Dayton Engineer
Developing Strategies for Navigating a Diverse Workplace
By Sandy Furterer and Kelly Fritz Mofield, School of Engineering
Last spring, Dr. Sandy Furterer, associate professor in the Department of Engineering Management, Systems and Technology, and five engineering students piloted a new Leadership and Engagement for Diversity course (ENM 595/ISE 499) at the University of Dayton.
The purpose of the course is to provide students with an understanding of how leadership and diversity combine to enhance creativity, productivity and innovation. Students gain an awareness of the barriers, biases and challenges to diversity in engineering, while also learning strategies that can be used to improve satisfaction in the engineering workplace and in academia. The goal is to enhance leadership skills for the engineering workplace and allow students to develop a personal vision statement to guide them through their life and career.

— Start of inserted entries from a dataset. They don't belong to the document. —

PR #4619, opened 2024-10-13
validate swagger.json

wdbaruni:
update swagger and add new github action to detect if swagger is not up to date with the source


wdbaruni:
closes ENG-272

Issue #4597, opened 2024-10-07
Explore TestContainers to Utilize in Testing Strategy


jamlo:
### Is your feature request related to a problem? Please describe
Since we can utilize Docker Compose in running a complete deployment of Bacalhau (see #4595 ) ,  it would be beneficial if we can incorporate it in our testing strategy.

### Describe the solution you'd like:
[TestContainers](https://testcontainers.com/) is a widely used testing framework within the Container development space. It also has a first class support for [Docker Compose](https://golang.testcontainers.org/features/docker_compose/). 

In this issue, we will explore how can we utilize TestContainers and Docker Compose in our test suite.

### Describe alternatives you've considered
Alternatives would be to build from scratch a golang test suite to test containers and/or docker compose deployments, or to spin up Bacalhau components as separate processes on the host and test them.

### Additional context
1. Need to look into the DevStack and the Bashtubs tests that are currently being utilized.

PR #4626, opened 2024-10-15
Support Using TestContainers for our Integration Tests

jamlo:
This PR adds a test suite utilizing TestContainers. It support spinning up docker compose stacks with all bacalhau components, thus resembling production setup.

This is not a complete TestSuite, but a big initial step towards consolidating out testing and evaluating TestContainers usage.

1- Allow us to run integration tests against a docker compose
   deployment of bacalhau

2- Bacalhau compute/requestor configuration can be injected in the
   container before start. We do not need to rebuild it every time

3- Tests are separated into suites which allows the combination of
   similar tests together that will use the same docker compose
   deployment. Help speed up things

4- Docker compose deployment has a local registry as well as a minio
   server running. This expands out testing ability and scope.

5- Test Suite Works with Github Actions

Linear issue tracker: ENG-263
Github Issue: #4597


jamlo:
Closing For better PR wording.

PR #4627, opened 2024-10-15
Support TestContainers PoC

jamlo:
**This PR adds a test suite utilizing TestContainers. It support spinning up docker compose stacks with all bacalhau components, thus resembling production setup.**

This is not a complete TestSuite, but a big initial step towards consolidating out testing and evaluating TestContainers usage.

1. Allow us to run integration tests against a docker compose
deployment of bacalhau

2. Bacalhau compute/requestor configuration can be injected in the
container before start. We do not need to rebuild it every time

3. Tests are separated into suites which allows the combination of
similar tests together that will use the same docker compose
deployment. Help speed up things

4. Docker compose deployment has a local registry as well as a minio
server running. This expands out testing ability and scope.

5. Test Suite Works with Github Actions

Linear issue tracker: ENG-263
Github Issue: https://github.com/bacalhau-project/bacalhau/issues/4597


.github/workflows/testcontainers-integration-tests.yml
```diff
@@ -0,0 +1,29 @@
...
+  test-build-and-run-testcontainers:
+    runs-on: ubuntu-latest
+
+    steps:
+      - uses: actions/checkout@v3
+
+      - name: Set up Go
+        uses: actions/setup-go@v4
+        with:
+          go-version: '1.23'
```
wdbaruni, line 21: Maybe there is a better way to get the go-version we are using in the project, but here is an approach we are using in `swagger-validation.yml`

https://github.com/bacalhau-project/bacalhau/blob/85cbe5b3fa662191c19b2599ee32232a89c6753f/.github/workflows/swagger-validation.yml#L20-L33

Also, I've previously noticed Post Setup Go takes minutes with `setup-go@v4` and I ended up updating to `v5` to solve it. It doesn't seem it is taking long in your case though

test_integration/common_jobs_scenarios_suite_test.go
```diff
@@ -0,0 +1,77 @@
...
+			"--wait=false",
+			"--id-only",
+			"/app/assets/job_specs/hello_world.yml",
+		})
+	s.Require().NoError(err, "Error running hello world from job spec")
+
+	jobID, err := extractJobIDFromShortOutput(result)
+	s.Require().NoErrorf(err, "error extracting Job ID after running it: %q", err)
+
+	completedIn, err := s.waitForJobToComplete(jobID, 30*time.Second)
```
wdbaruni, line 66: will be great to reuse the state resolvers we already have

test_integration/common_jobs_scenarios_suite_test.go
```diff
@@ -0,0 +1,77 @@
...
+	result, err := s.executeCommandInDefaultJumpbox(
+		[]string{
+			"bacalhau",
+			"job",
+			"run",
+			"--wait=false",
+			"--id-only",
+			"/app/assets/job_specs/hello_world.yml",
+		})
+	s.Require().NoError(err, "Error running hello world from job spec")
```
wdbaruni, line 61: Nice!

wdbaruni (approved):
Looks good overall. Nice work! Though taking 4 minutes to run just two scenarios seem too long and I hope we can improve things in upcoming iterations

test_integration/base_suite_test.go
```diff
@@ -0,0 +1,285 @@
...
+		tmpDir,
+		initialImagesNames,
+	)
+	s.Require().NoErrorf(err, "Error rendering Docker Compose file: %q", err)
+
+	defer func() {
+		if err := os.RemoveAll(tmpDir); err != nil {
+			fmt.Printf("Error removing temporary directory: %v\n", err)
+		}
+	}()
```
frrist, line 104: should this be done before `renderDockerComposeFile`?

test_integration/base_suite_test.go
```diff
@@ -0,0 +1,285 @@
...
+		tc.RemoveVolumes(true),
+	)
+	s.Require().NoErrorf(err, "Error tearing down docker compose stack: %q\n", err)
+	s.Cancel()
+}
+
+func (s *BaseDockerComposeTestSuite) executeCommandInContainer(containerName string, cmd []string) (string, error) {
+	typeAssertedComposeStack, ok := s.ComposeStack.(interface {
+		ServiceContainer(context.Context, string) (*testcontainers.DockerContainer, error)
+	})
```
frrist, line 186: Since this type assertion is used in several places, do we think it's worth defining it as an interface definition, rather than inline?

test_integration/base_suite_test.go
```diff
@@ -0,0 +1,285 @@
...
+		jobState, err := extractJobStateType(jobDescriptionResultJson)
+		if err != nil {
+			return time.Since(startTime), err
+		}
+
+		if jobState == "Completed" {
+			return time.Since(startTime), nil
+		}
+
+		time.Sleep(1000 * time.Millisecond)
```
frrist, line 236: nit: `time.Second`

test_integration/base_suite_test.go
```diff
@@ -0,0 +1,285 @@
...
+	}
+
+	return timeout, fmt.Errorf("job did not finish within allowed time limit %s", timeout.String())
+}
+
+func (s *BaseDockerComposeTestSuite) renderDockerComposeFile(inputFilePath string, tmpDir string, imageReplacements map[string]string) (string, error) {
+	data, err := os.ReadFile(inputFilePath)
+	if err != nil {
+		return "", fmt.Errorf("error reading file: %v", err)
```
frrist, line 245: nit: should we instead use `%w`: https://go.dev/blog/go1.13-errors#wrapping-errors-with-w ?

test_integration/test_utils.go
```diff
@@ -0,0 +1,362 @@
...
+
+	pruneReport, err := cli.ImagesPrune(ctx, filters.NewArgs())
+	if err != nil {
+		return fmt.Errorf("deleting docker images: failed to prune images: %v", err)
+	}
+	fmt.Printf(
+		"Pruned %d images, reclaimed space: %d bytes\n",
+		len(pruneReport.ImagesDeleted),
+		pruneReport.SpaceReclaimed,
+	)
```
frrist, line 151: I think the `testing.M` has a logger, perhaps we should use it?

test_integration/test_utils.go
```diff
@@ -0,0 +1,362 @@
...
+
+	// Merge additional env vars with default ones
+	if additionalSetupEnvVars != nil {
+		for key, value := range additionalSetupEnvVars {
+			defaultEnvVars[key] = value
+		}
+	}
+
+	for key, value := range defaultEnvVars {
+		err := os.Setenv(key, value)
```
frrist, line 290: I believe `testing.M` has a method for setting env vars in the context of the test, should we use that instead?

test_integration/test_utils.go
```diff
@@ -0,0 +1,362 @@
...
+	}
+
+	return nil
+}
+
+func extractJobIDFromOutput(jobRunOutput string, s *suite.Suite) string {
+	s.Require().Regexpf(
+		`Job successfully submitted\. Job ID: j-[0-9a-f]{8}-[0-9a-f]{4}-[0-9a-f]{4}-[0-9a-f]{4}-[0-9a-f]{12}`,
+		jobRunOutput,
+		"JOb output did not signal a successful job submission: %q",
```
frrist, line 303: nit: `Job ...`

test_integration/test_utils.go
```diff
@@ -0,0 +1,362 @@
...
+	s.Require().Regexp(`^j-[0-9a-f]{8}-[0-9a-f]{4}-[0-9a-f]{4}-[0-9a-f]{4}-[0-9a-f]{12}$`,
+		jobID,
+		"Extracted Job ID should match the expected format. Job ID found: "+jobID,
+	)
+
+	return jobID
+}
+
+func extractJobIDFromShortOutput(input string) (string, error) {
+	pattern := `j-[0-9a-f]{8}-[0-9a-f]{4}-[0-9a-f]{4}-[0-9a-f]{4}-[0-9a-f]{12}`
```
frrist, line 320: nit: define this pattern as a named constant

frrist (approved):
LGTM

.github/workflows/testcontainers-integration-tests.yml
jamlo: @wdbaruni thanks for the pointer. Resolved.

test_integration/common_jobs_scenarios_suite_test.go
jamlo: I thought about it while developing the test suite, my approach was to avoid using any internal Bacalhau packages in this suite to prevent leaking internal implementation details into these tests. Currently, the state resolvers are importing packages from within the main Bacalhau codebase. This concern was one of the primary reasons I introduced test_integration as a separate Go module, establishing a clear boundary. This approach effectively treats the entire Bacalhau deployment as a black box. 

With that said, I will be reviewing the state resolvers and see what I can extrtact from them to help us with the tests.

test_integration/README.md
```diff
@@ -0,0 +1,42 @@
+# Test Suite for [Project Name]
+
+This test suite is designed to perform integration testing for [Project Name] using real docker containers, simulating a production-like environment.
```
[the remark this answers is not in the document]
jamlo: :-) that's what happen when I let claud io write my readme

jamlo:
> Looks good overall. Nice work! Though taking 4 minutes to run just two scenarios seem too long and I hope we can improve things in upcoming iterations

@wdbaruni Thank you.
I agree that the timing needs to be significantly lowered. Currently, these are the steps that occur when the suite runs:

1. The bacalhau project is being compiled (1 to 2 minutes). This is a temporary step that will be totally removed when we choose our CI system, which will have a build step before these tests run, and the binary will be passed down. The integraion tests will not be compiling their own  bacalhau binary. 

2. The container base images build: This step is only done one in the whole test, but still I am thinking about a way to use prebuilt container images, pull them from an image registry, and only inject them with tests assets (bacalhau binary, other specs) when the container starts. Thus reducing the overall time.

3. Each Test suite run is designed to run against a dedicated doeck compose stack, in series. This way if we have 20 tests in a suite, they will be using the same docker compose deployment, and not standing 20 docker compose stacks. This will show more as we add more tests.

test_integration/go.mod
```diff
@@ -0,0 +1,201 @@
+module bacalhau/integration_tests
```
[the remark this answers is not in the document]
jamlo: I see these integration tests as a separate entity that treats a bacalhau deployment as a blackbox. Having it as a separate module is one aspect to define that boundary and prevent any code import from bacalhau; although code import can be still done, but will be easily caught :-)

test_integration/base_suite_test.go
```diff
@@ -0,0 +1,285 @@
...
+	"path/filepath"
+	"strings"
+	"testing"
+	"time"
+)
+
+var globalTestExecutionId string
+
+func TestMain(m *testing.M) {
+	globalTestExecutionId = strings.ToLower(strings.Split(uuid.New().String(), "-")[0])
```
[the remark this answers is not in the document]
jamlo: @frrist

The way the suite is design in 2 layers: 
1. Global layer
2. Suite specific layer

A global layer will have dynamically generated assets that will be used by all the suites, for example, base container images. On the other side, Suite specific layer will have suite common assets. The globalTestExecutionId helps in naming things, that will be used to debug tests especailly when running them locally. There an an identifier as well at the suite level that serves the same purpose.

test_integration/base_suite_test.go
jamlo: `renderDockerComposeFile` needs the common suite tmp dir, thats why I am defering its deletion till the end.

test_integration/test_utils.go
jamlo: Unfortunately `testing.M` does not have a logger (that I am aware of), only `testing.T` have. Thats why I ended up using `Printf `. 
I was thinking of using the `log` package in multiple places in the tests, which would include `TestMain`

test_integration/test_utils.go
jamlo: Unfortunately , `testing.M` does not have a built in mechanism to set env variables, unlike `testing.T`. But since We need those Env variables in the `TestMain` function, there is no running away from using `os.setEnv`.

test_integration/base_suite_test.go
jamlo: Good point, I will be doing that in my current task related to Bashtub switch.

test_integration/base_suite_test.go
jamlo: Good point. I would consider it when complex context is needed to be passed down, but to your point I should have used `%q` for clarity

test_integration/base_suite_test.go
frrist: understood, my point here was: if (in the rare case) `renderDockerComposeFile` returns an error, the `tmpDir` won't be cleaned up.

test_integration/test_utils.go
frrist: +1 to using a dedicated log package

test_integration/base_suite_test.go
jamlo: I got you, good catch.

PR #4631, opened 2024-10-18
Migrate BashTub Tests to TestContainers Based Tests

jamlo:
This PR migrates Bashtub Tests to the new TestContainers Based framework.

1. Since BashTub framework has not been supported for the last 7 years
2. Since having a Golang compiler protect us while running tests, as well as utilizing Golang Testing frameworks is a plus.
3. Since TestContainers have been successfully used for a PoC to Use them in our Tests

The bashtub Tests have been migrated to the new TestContainers Suite, which gives a better assurance since Tests are running in a local docker based cluster.

The only BashTub Tests that have not been migrated are 2 tests related to auth, which will be moved when the Auth project is started. 

The total Run time of the new migrated tests in the new framework is around 2 minutes and a half.


test_integration/1_orchestrator_basic_config_suite_test.go
```diff
@@ -0,0 +1,137 @@
...
+
+	nodeType := nodeInfo["NodeType"].(string)
+	s.Require().Equal("Requester", nodeType)
+
+	nodeLabels := nodeInfo["Labels"].(map[string]interface{})
+	s.Require().Equal("label1Value", nodeLabels["label1"].(string))
+	s.Require().Equal("label2Value", nodeLabels["label2"].(string))
+}
+
+func (s *OrchestratorBasicConfigSuite) TestStartingOrchestratorNodeWithConfigFile() {
```
wdbaruni, line 69: nit: test name can be more representative. You are not really starting a node here :)

test_integration/1_orchestrator_basic_config_suite_test.go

“This course is important for both men and women to increase awareness, engage everyone in helping to solve problems and mold the evolving workplace culture for a more diverse tomorrow,” Furterer said. “The principles and skills learned can help differentiate students’ résumés, especially with companies that embrace a diverse workforce. It provides women and underrepresented minority professionals with strategies to keep them engaged in engineering, both in academia and the field, as well as helping them gain allies that can help them advance in their careers. The course helps men become allies to moving women forward in their engineering careers.”
Feedback from students who took the course in spring 2017 was positive:
“This course creates a vision of our personal growth. It is a complete overall course on life, its characteristics, other managerial skills and last but not the least it encourages you to be a good leader.”
“The most beneficial part that I learned from this course is that I understand how to organize my life and how to make a specific step-by-step plan to achieve my goals.”
“I used to think I could never be a leader. I am not afraid to think about myself as a leader; I started to imagine that I could be a leader now.”